* [WHAT IS NEEDED]: Below are records; count the lines that contain "with" and state only that count.

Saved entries
PR #248, opened 2015-09-11
Remove extra datasource in read_delimited()

npjc:
this PR removes a superfluous call to datasource() in read_delimited()..that's it!


npjc:
oh I misunderstood something i see now nevermind closing.

Issue #163, opened 2015-05-04
read compressed files from a URL


katwre:
Here is an example with an error:
```{r}
l <- "http://hgdownload.cse.ucsc.edu/goldenPath/hg19/encodeDCC/wgEncodeHaibMethylRrbs/wgEncodeHaibMethylRrbsImr90UwSitesRep1.bed.gz"
d <- read_delim(l, delim="\t")
Error in collectorsGuess(source, tokenizer, n = 100) : 
  embedded nul in string: '\x89\032\xc7\003\f\xc4#}\xe8\xda\xf5\xbb\x80\xf1\0\023ēo\026O\xe4#\x98Ч\x92\b\xe3\021L\xe4\xf3\xb0\x88\xe3A\006|\xce7澯\xb6n\xeaT\xea\xce\xe7]\\\030\xea|\xb2>$7\xb4\xeb9\xb1ʺ\xf0\xf9u\xa1\031\xd7,~\xbe\177&\xbc\xca\xc5\xea\016\xbd\004t\xbe\x82\xef\xbfR\x8fY_Y\xfa\xfd\xaa\\Ot\x8dH\xc0\x97\xfd\xbb\xbe\027l\xea\xbb\177\xd5Ýw\xa6\v\xe2|K\xbf\xe4\xe7\xd8<\xf9\xad\xeb\x93;Uu\xcbh\003\xf9\xd94\022\x9f\x8b\x95ɦ\037\027\xf2\xbd\xde;\xa7\xa7\xb0\xd2qm3C\xf1\xe7\003\xbf\037#\xed}X\xbd\xb1\x97\xa0b\xaf\xc4J?V\xe8\x85T\xe8U\xf8/\026]\x93I\xeb6\032\x8a?'Iy\xb5\x97U\x8a\xbd\004\025{eV\xe5\017/\xa4B\xaf\xce\177Q\x97Ð]\002\xf2j\001;\x89\x94\xae\xb1AT\x82\xe2\xd7\xe7#\032\x9a\xe5\xe7e\025\x86%\xa1 \xac\x91D\xca|\x84\177]\xc8\xfb\x80Τ\xc2\xca\177\025'
```

maehler:
I just experienced the same issue:

    > read_tsv("ftp://plantgenie.org/Data/PopGenIE/Populus_tremula/v1.0/Annotation/Potra01_GO.tsv.gz")
    Error in collectorsGuess(source, tokenizer, n = 100) : 
[...]

PR #251, opened 2015-09-12
Test updates

DanRuderman:
I've added tests for `read_file` (and `datasource` implicitly). These cover local files, https, raw, etc. Testing fails on reading a compressed file via a URL, as in issue #163. To fix, `datasource()` would need to detect that the string is both a URL and has a compressed file extension; then it would have to wrap the `curl` with the appropriate reader.


DanRuderman:
Hard-coded `https://` in `test-read-file.R` will need to be adjusted.

hadley:
Thanks!

DanRuderman:
Sure. Feel free to assign more...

* [TASK ANSWER]: 2